• WHAT IS NEEDED
A complete, exact retyping of the data below is required.

• DATA FOR THIS TASK
******************************

PR #308, opened 2021-11-22
Improve UI to select AOI for an alert

### LINKED ISSUE #226: Improve UI to select AOI for an alert
The current UI to choose which admin areas to include is cumbersome. Two improvements to consider:

1. Use the hierarchy of admin areas to allow a single select of an admin level-1 to apply to all admin level-2 below it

******************************

• REPLY
PR #308, opened 2021-11-22
Improve UI to select AOI for an alert

### LINKED ISSUE #226: Improve UI to select AOI for an alert
The current UI to choose which admin areas to include is cumbersome. Two improvements to consider:

1. Use the hierarchy of admin areas to allow a single select of an admin level-1 to apply to all admin level-2 below it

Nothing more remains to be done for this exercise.